On AMDGPUs and in particular on the MI3XX Instinct (CDNA) series, these
instructions are known as MFMA instructions; for example,
V_MFMA_F32_16x16x16_F16. One useful part of the name is the MxNxK
tile shape consumed, where M is the number of rows of the left hand matrix,
N is the number of columns of the right hand matrix, and K is the shared
dimension of both.
For the ordinary dense GEMM MFMA path available to AMDGPU CDNA series, the
relevant 16-bit and 8-bit MFMAs have at least 16 rows in M. Consider M=8, which
is larger than the path we take in IREE for GEMV-like problems, but evidently
smaller than 16. The previous codegen path in IREE handled this by padding the
workgroup M tile to 16 and
using the ordinary dense MFMA configuration.
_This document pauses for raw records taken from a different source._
Issue #1286, opened 2018-11-13
Unify CompressedVectorType and VectorCompressionType


Bouncner:
We use both and they apparently mean the same thing.

Bouncner:
Oh, they actually differ (see comment in `compressed_vector_type.hpp`). But maybe we can come up with better names for both that can be better distinguished and transfer more information.

Bouncner:
@mrks just recommended `VectorCompressionAlgorithm` and `VectorCompressionType`. Since they are exactly the same for SimdBp128 and just differ in the actual byte-width for FSBA, I am not sure if those names are ideal. Anyhow, they are much much better than the current ones.

mrks:
Another suggestion: *Type and *Subtype

Bensk1:
As soon as this gets resolved, information about vector compression should be included in our meta tables (`MetaTableManager ::generate_segments_table()`).

PR #1657, opened 2019-05-03
Enable re-encoding of segments

### LINKED ISSUE #1368: Support Segment Re-Encoding
After #1356 it will become annoying that we cannot create a, e.g., FrameOfReference encoded segment from a DictionarySegment. Should be simple to implement, BaseSegment should probably receive a virtual getter for the memory resource it is associated with and that's it.

Bouncner:
This PR introduces re-encoding to chunks/segments. Instead of passing a `ValueSegment` to the encoders, an `AnySegmentIterable` is passed.
Statistics are only built once.

__What has been enabled by this PR:__
* Re-encoding from an encoded segment to an `Unencoded` one is now possible.
* Loading binary files (e.g., from dictionary segment exports) and re-encoding them  (e.g., `-e LZ4`) is now possible.

__Performance:__
Performance got slightly faster (except for std::strings), but that's barely noticeable for most users. Fixed string encoding is much faster as one loop less over the data is performed.
```
----------------------------------------------------------------------
Benchmark                               Time           CPU Iterations
----------------------------------------------------------------------
BM_EncodingPerf_Integer_old      15627849 ns   15627568 ns        896
BM_EncodingPerf_Integer_new      14100860 ns   14100774 ns        992
BM_EncodingPerf_String_old      227411133 ns  227389640 ns         47
BM_EncodingPerf_String_new      254255025 ns  254225617 ns         60
BM_EncodingPerf_FSString_old    725246251 ns  725228876 ns         20
BM_EncodingPerf_FSString_new    247519962 ns  247511163 ns         58
BM_EncodingPerf_LZ4Integer_old   15705026 ns   15704350 ns        888
BM_EncodingPerf_LZ4Integer_new   14179989 ns   14179962 ns        988
BM_EncodingPerf_FoRInteger_old   15624515 ns   15624161 ns        897
BM_EncodingPerf_FoRInteger_new   14124000 ns   14123530 ns        994
```

Fixes #1368.


src/lib/storage/lz4_segment/lz4_encoder.hpp
```diff
@@ -168,35 +165,38 @@ class LZ4Encoder : public SegmentEncoder<LZ4Encoder> {
...
-    auto sample_sizes = pmr_vector<size_t>{alloc};
-    sample_sizes.resize(num_elements);
+    auto sample_sizes = pmr_vector<size_t>{allocator};
+
+    segment_iterable.with_iterators([&](auto it, auto end) {
+      const auto segment_size = std::distance(it, end);
+
+      null_values.resize(segment_size);
+      offsets.resize(segment_size);
+      sample_sizes.resize(segment_size);
```
mrks: Legacy, but maybe `string_length_samples` is better?

src/lib/storage/mvcc_data.cpp
```diff
@@ -26,8 +26,12 @@ void MvccData::shrink() {
   tids.shrink_to_fit();
   begin_cids.shrink_to_fit();
   end_cids.shrink_to_fit();
+
+  _is_shrunk = true;
 }
 
+bool MvccData::is_shrunk() { return _is_shrunk; }
```
mrks: Did you check if shrinking has any cost on a vector that is already shrunk?

src/lib/storage/segment_encoding_utils.cpp
```diff
@@ -52,4 +51,22 @@ std::shared_ptr<BaseEncodedSegment> encode_segment(EncodingType encoding_type, D
...
+ * @brief Returns the vector compression type for a given compressed vector type.
+ *
+ * For the difference of the two, please take a look at compressed_vector_type.hpp.
+ */
+VectorCompressionType parent_vector_compression_type(const CompressedVectorType compressed_vector_type) {
+  switch (compressed_vector_type) {
+    case CompressedVectorType::FixedSize4ByteAligned:
+    case CompressedVectorType::FixedSize2ByteAligned:
+    case CompressedVectorType::FixedSize1ByteAligned:
+      return VectorCompressionType::FixedSizeByteAligned;
```
mrks: Uargh. Introducing "parent types" makes #1286 even more necessary. `VectorCompressionAlgorithm` and `VectorCompressionType`?

src/test/storage/chunk_encoder_test.cpp
```diff
@@ -146,4 +151,26 @@ TEST_F(ChunkEncoderTest, EncodeMultipleChunksUsingSameEncoding) {
   verify_encoding(_table->get_chunk(ChunkID{1u}), unencoded_chunk_spec);
 }
 
+TEST_F(ChunkEncoderTest, ReencodingTable) {
+  const auto chunk_encoding_specs =
```
mrks: Comment on what this holds?

src/test/storage/encoded_segment_test.cpp
```diff
@@ -171,7 +185,7 @@ TEST_P(EncodedSegmentTest, SequentiallyReadNotNullableIntSegment) {
 
 TEST_P(EncodedSegmentTest, SequentiallyReadNullableIntSegment) {
   auto value_segment = create_int_with_null_value_segment();
-  auto base_encoded_segment = encode_value_segment(DataType::Int, value_segment);
+  auto base_encoded_segment = encode_base_segment(DataType::Int, value_segment);
```
mrks: Just "encode_segment"?

src/test/storage/encoded_segment_test.cpp
```diff
@@ -271,4 +285,55 @@ TEST_P(EncodedSegmentTest, SequentiallyReadEmptyIntSegment) {
...
+      auto value_segment_iterable = create_iterable_from_segment(*verification_segment);
+      auto encoded_segment_iterable = create_iterable_from_segment(encoded_segment);
+
+      value_segment_iterable.with_iterators([&](auto value_segment_it, auto value_segment_end) {
+        encoded_segment_iterable.with_iterators([&](auto encoded_segment_it, auto encoded_segment_end) {
+          for (; encoded_segment_it != encoded_segment_end; ++encoded_segment_it, ++value_segment_it) {
+            EXPECT_EQ(value_segment_it->is_null(), encoded_segment_it->is_null());
+
+            if (!value_segment_it->is_null()) {
+              EXPECT_EQ(value_segment_it->value(), encoded_segment_it->value());
```
mrks: Simply add the segments to tables and check for their equality?

src/test/storage/encoded_segment_test.cpp
```diff
@@ -271,4 +285,55 @@ TEST_P(EncodedSegmentTest, SequentiallyReadEmptyIntSegment) {
...
+            }
+          }
+        });
+      });
+    });
+  };
+
+  // Use the row_count used for frame of reference segments.
+  auto value_segment = create_int_with_null_value_segment(row_count(EncodingType::FrameOfReference));
```
mrks: Please use a paremeterized test instead.

src/test/storage/encoded_string_segment_test.cpp
```diff
@@ -294,4 +302,54 @@ TEST_P(EncodedStringSegmentTest, SequentiallyReadNullableStringSegmentWithShuffl
   });
 }
 
+TEST_F(EncodedStringSegmentTest, SegmentReencoding) {
```
mrks: Same as the non-strings

src/lib/storage/base_segment_encoder.hpp
```diff
@@ -131,14 +131,17 @@ class SegmentEncoder : public BaseSegmentEncoder {
...
   template <typename ColumnDataType>
-  std::shared_ptr<BaseEncodedSegment> encode(const std::shared_ptr<const BaseValueSegment>& base_value_segment,
+  std::shared_ptr<BaseEncodedSegment> encode(const std::shared_ptr<const BaseSegment>& base_segment,
                                              hana::basic_type<ColumnDataType> data_type_c) {
     static_assert(decltype(supports(data_type_c))::value);
+    const auto iterable = create_any_segment_iterable<ColumnDataType>(*base_segment);
 
-    const auto value_segment = std::dynamic_pointer_cast<const ValueSegment<ColumnDataType>>(base_value_segment);
-    Assert(value_segment, "Value segment must have passed data type.");
+    // Obtain allocator in case of value segment.
```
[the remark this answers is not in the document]
Bouncner: Changed to
```
    // Obtain allocator of segment to encode. Currently, only ValueSegment store the used allocator.
    // TODO(anyone): obtain allocator for all types of segment, when available.
```

Ok?

src/lib/storage/chunk_encoder.cpp
```diff
@@ -12,41 +12,104 @@
...
+           encoding_spec.vector_compression_type ==
+               parent_vector_compression_type(*encoded_segment->compressed_vector_type()))) {
+        return_segment = segment;
+        return;
+      }
+    }
+
+    const auto unencoded_segment = std::dynamic_pointer_cast<const ValueSegment<ColumnDataType>>(segment);
+    if (unencoded_segment && encoding_spec.encoding_type == EncodingType::Unencoded) {
+      return_segment = segment;
```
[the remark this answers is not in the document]
Bouncner: Renamed to `result`.

src/lib/storage/chunk_encoder.cpp
```diff
@@ -12,41 +12,104 @@
...
+      if (!encoding_spec.vector_compression_type ||
+          (encoding_spec.vector_compression_type && encoded_segment->compressed_vector_type() &&
+           encoding_spec.vector_compression_type ==
+               parent_vector_compression_type(*encoded_segment->compressed_vector_type()))) {
+        return_segment = segment;
+        return;
+      }
+    }
+
+    const auto unencoded_segment = std::dynamic_pointer_cast<const ValueSegment<ColumnDataType>>(segment);
```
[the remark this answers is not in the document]
Bouncner: I am checking whether the given BaseSegment is of type ValueSegment. Is that wrong? Using `resolve_*` would unnecessarily increase compile times, wouldn't it?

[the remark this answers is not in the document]
mrks: Not this line in particular, but the block started here.

src/lib/storage/base_segment_encoder.hpp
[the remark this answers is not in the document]
mrks: yepp

src/test/storage/chunk_encoder_test.cpp
Bouncner: Added `// Encoding specifications which will be applied one after another to the chunk.`

src/test/storage/encoded_segment_test.cpp
Bouncner: Not sure what you mean. Do you mean using `GetParam()` and `TEST_P`?

mrks: yes

src/test/storage/encoded_segment_test.cpp
Bouncner: If I remember correctly, table equality checks are rather expensive.

src/test/storage/encoded_segment_test.cpp
Bouncner: Did that, but for some reason clang does no longer find the eventual `encode_segment` method in the utils, even though the signature differ. Might be related to the other problem where I use `::opossum::`?

Any ideas what I am doing wrong?

src/lib/storage/chunk_encoder.cpp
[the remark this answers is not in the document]
Bouncner: Will add a comment. But this cast to check for the type shouldn't create/copy any data, right?

src/test/storage/encoded_segment_test.cpp
Bouncner: The tests are parameterized to take a encoding configuration and test this configuration. But the purpose of the reencoding test is to reencode between multiple configurations and check that actual data remains the same.

src/lib/storage/dictionary_segment/dictionary_encoder.hpp
```diff
@@ -28,20 +29,46 @@ class DictionaryEncoder : public SegmentEncoder<DictionaryEncoder<Encoding>> {
...
+    segment_iterable.with_iterators([&](auto segment_it, const auto segment_end) {
+      const auto segment_size = std::distance(segment_it, segment_end);
+      values.reserve(segment_size);
+      null_values.resize(segment_size);
+
+      for (auto current_position = size_t{0}; segment_it != segment_end; ++segment_it, ++current_position) {
+        const auto segment_item = *segment_it;
+        if (!segment_item.is_null()) {
+          const auto segment_value = segment_item.value();
+          values.push_back(segment_value);
```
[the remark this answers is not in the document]
Bouncner: Added comments.

src/lib/storage/dictionary_segment/dictionary_encoder.hpp
```diff
@@ -28,20 +29,46 @@ class DictionaryEncoder : public SegmentEncoder<DictionaryEncoder<Encoding>> {
...
-    // See: https://goo.gl/MCM5rr
-    // Create dictionary (enforce uniqueness and sorting)
-    const auto& values = value_segment->values();
+  std::shared_ptr<BaseEncodedSegment> _on_encode(const AnySegmentIterable<T> segment_iterable,
+                                                 const PolymorphicAllocator<T>& allocator) {
+    std::vector<T> values;
+    std::vector<bool> null_values;
+
+    auto max_string_length = size_t{0};
+    std::set<T> unique_values;
```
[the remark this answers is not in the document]
Bouncner: I am currently looking why clang fails (it does not on my Mac or nemea). After that, I will reevaluate with GCC.

But my current assumption is that obtaining values via an erased iterator hides the overhead of adding the values to the map. After that, obtaining unique elements in a sorted order is fast using the map.
That's very different from previous measurements were the input was a std::vector directly holding the values in a consecutive chunk of memory.

src/lib/storage/lz4_segment/lz4_encoder.hpp
```diff
@@ -168,35 +165,38 @@ class LZ4Encoder : public SegmentEncoder<LZ4Encoder> {
      * The offsets are stored as 32 bit unsigned integer as opposed to 64 bit (size_t) so that they can later be
      * compressed via vector compression.
      */
-    auto offsets = pmr_vector<uint32_t>{alloc};
-    offsets.resize(num_elements);
+    auto offsets = pmr_vector<uint32_t>{allocator};
```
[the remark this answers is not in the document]
Bouncner: Shouldn't change anything. Binary caching still only works for values and dictionary segments, since the current benchmark do only support an initial encoding configuration, re-encoding doesn't happen anyways.

src/lib/storage/dictionary_segment/dictionary_encoder.hpp
```diff
@@ -53,87 +80,41 @@ class DictionaryEncoder : public SegmentEncoder<DictionaryEncoder<Encoding>> {
...
     // We need to increment the dictionary size here because of possible null values.
     const auto max_value = dictionary.size() + 1u;
 
-    auto encoded_attribute_vector = compress_vector(
-        attribute_vector, SegmentEncoder<DictionaryEncoder<Encoding>>::vector_compression_type(), alloc, {max_value});
-    auto dictionary_sptr = std::allocate_shared<U>(alloc, std::move(dictionary));
+    auto encoded_attribute_vector =
+        compress_vector(attribute_vector, SegmentEncoder<DictionaryEncoder<Encoding>>::vector_compression_type(),
+                        allocator, {max_value});
+    auto dictionary_sptr = std::allocate_shared<U>(allocator, std::move(dictionary));
```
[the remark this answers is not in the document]
Bouncner: Any recommendation.

src/test/storage/encoded_segment_test.cpp
mrzzzrm: just use check_table_equals, it produces much more readable test failures.

src/lib/storage/chunk_encoder.cpp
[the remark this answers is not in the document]
mrks: No.

src/lib/storage/dictionary_segment/dictionary_encoder.hpp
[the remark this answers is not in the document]
mrks: Why can’t we allocate with the correct allocator in the first place?

src/lib/storage/lz4_segment/lz4_encoder.hpp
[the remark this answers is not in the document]
mrks: What if the stored binary table is different from the requested one?

src/test/storage/encoded_segment_test.cpp
mrks: Hard to check without access to a compiler. Not a.big thing anyway.

src/test/storage/encoded_segment_test.cpp
mrks: Ok

src/lib/storage/chunk_encoder.cpp
```diff
@@ -12,41 +12,104 @@
 #include "statistics/chunk_statistics/segment_statistics.hpp"
 #include "storage/base_encoded_segment.hpp"
 #include "storage/segment_encoding_utils.hpp"
+#include "storage/segment_iterables/any_segment_iterable.hpp"
+#include "storage/value_segment.hpp"
 #include "utils/assert.hpp"
 
 namespace opossum {
 
+std::shared_ptr<BaseSegment> ChunkEncoder::encode_segment(const std::shared_ptr<BaseSegment>& segment,
```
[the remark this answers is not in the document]
Bouncner: Added a check and a fail.

src/lib/storage/dictionary_segment/dictionary_encoder.hpp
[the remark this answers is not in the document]
Bouncner: I never really tried to understand the the meaning of this allocate_shared and thought is allocation magic. I will take a look at it.

src/lib/storage/lz4_segment/lz4_encoder.hpp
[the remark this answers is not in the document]
Bouncner: Ahh, I see your point. That should work just fine now. I will check if there are some quirks.

src/lib/storage/lz4_segment/lz4_encoder.hpp
Bouncner: Changed to `string_samples_lengths`.

src/lib/storage/dictionary_segment/dictionary_encoder.hpp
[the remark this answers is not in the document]
Bouncner: Apparently the reason is that shared_pointers are passed to the dictionary segment's constructor. I do not see why shared_pointers are passed to be honest. Do you know?

src/lib/storage/mvcc_data.cpp
Bouncner: On a 100'000 size_t vector, shrink() takes ~2000ns and the following shrink()'s take <200ns.
So there is an overhead, but probably not enough. Will remove it.

Code:
```
BENCHMARK_F(MicroBenchmarkBasicFixture, TBBShrink)(benchmark::State& state) {
  tbb::concurrent_vector<size_t> values;

  for (auto i = size_t{0}; i < 100'000; ++i) {
    values.push_back(i);
  }

  auto start_time = std::chrono::high_resolution_clock::now();
  values.shrink_to_fit();
  auto end_time = std::chrono::high_resolution_clock::now();
  std::cout << std::chrono::duration_cast<std::chrono::nanoseconds>(end_time - start_time).count() << std::endl;;

  for (auto i = size_t{0}; i < 5; ++i) {
    start_time = std::chrono::high_resolution_clock::now();
    values.shrink_to_fit();
    end_time = std::chrono::high_resolution_clock::now();
    std::cout << std::chrono::duration_cast<std::chrono::nanoseconds>(end_time - start_time).count() << std::endl;;
  }
}
```

src/lib/storage/dictionary_segment/dictionary_encoder.hpp
```diff
@@ -28,20 +29,46 @@ class DictionaryEncoder : public SegmentEncoder<DictionaryEncoder<Encoding>> {
...
+          if constexpr (Encoding == EncodingType::FixedStringDictionary) {
+            if (segment_value.size() > max_string_length) max_string_length = segment_value.size();
+          }
+        } else {
+          null_values[current_position] = true;
+        }
+      }
+    });
+
+    pmr_vector<T> dictionary(std::make_move_iterator(unique_values.cbegin()),
```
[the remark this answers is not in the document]
Bouncner: I don't get your comment. We do use the correct allocator and we don't have the unique (sorted) values before this point.

src/lib/storage/segment_encoding_utils.cpp
Bouncner: Copied your recommendation to the issue.

src/test/storage/encoded_segment_test.cpp
Bouncner: Haven't found a check for segment equality. So I need to construct to tables, append a chunk with that segment and then check for equality. Right?

mrks: Yes, but a function `check_segments_equal` would be the same effort while being more reusable.

src/lib/storage/dictionary_segment/dictionary_encoder.hpp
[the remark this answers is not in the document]
mrks: Ah, the comment was under the assumption that `unique_values` is still a vector. Nevermind.

src/lib/storage/dictionary_segment/dictionary_encoder.hpp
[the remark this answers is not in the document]
mrks: Did you test inserting into a vector, sorting it, and making it unique? If it doesn‘t make a difference, it doesn‘t matter.

src/lib/storage/dictionary_segment/dictionary_encoder.hpp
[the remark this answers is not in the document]
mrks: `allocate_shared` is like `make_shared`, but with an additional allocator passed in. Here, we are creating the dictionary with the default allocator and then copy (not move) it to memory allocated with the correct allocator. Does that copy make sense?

The IR snippet below shows this
directly: the logical M=8 operation is configured with padding = [16, ...],
a dense mma_layout, and a workgroup tile of 16 rows.
IR with padding
%10 = linalg.generic {
indexing_maps = [
affine_map<(d0, d1, d2) -> (d0, d2)>,
affine_map<(d0, d1, d2) -> (d1, d2)>,
affine_map<(d0, d1, d2) -> (d0, d1)>
],
iterator_types = ["parallel", "parallel", "reduction"]
} ins(%6, %7 : tensor<8x16384xf16>, tensor<13312x16384xf16>)
outs(%9 : tensor<8x13312xf32>)
attrs = {
lowering_config = #iree_gpu.lowering_config<{
mma_kind = #iree_gpu.mma_layout<MFMA_F32_16x16x16_F16>,
padding = [16, 64, 128],
promote_operands = [0, 1],
reduction = [0, 0, 8],
subgroup = [1, 2, 0],
workgroup = [16, 64, 0]
}>
} {
...
}
Padding is simple and robust, but we would be wasting cycles on rows that are not present in the original matrix. The question is whether we can use the 16 physical rows of the hardware instruction more carefully.
Removing Padding with Sparse MFMAlink
AMD sparse MFMA instructions, V_SMFMAC, are matrix-core accumulate
instructions for a 4:2 structured-sparse A matrix and a dense B matrix. The
old D value is the accumulator, and the encoded third source is sparse index
metadata, not a separate C matrix operand. The 4:2 structured-sparse
operand is defined along K: in each group of four K positions, the sparse
index metadata tells the
instruction which two positions are non-zero.
On CDNA3/gfx942, the relevant sparse instruction has the same physical 16x16
output tile and the same number of cycles. For
F16/BF16, dense V_MFMA_F32_16X16X16_F16 and sparse
V_SMFMAC_F32_16X16X32_F16 are both 16-cycle instructions on gfx942. For
8-bit inputs, the analogous 16-cycle sparse instruction is 16x16x64.
The idea, described in the Hugging Face
MI300 kernel article, is to make
two sparse rows represent one dense row. One lane selects positions
{0, 1} in each group of four. Its paired lane selects positions {2, 3}.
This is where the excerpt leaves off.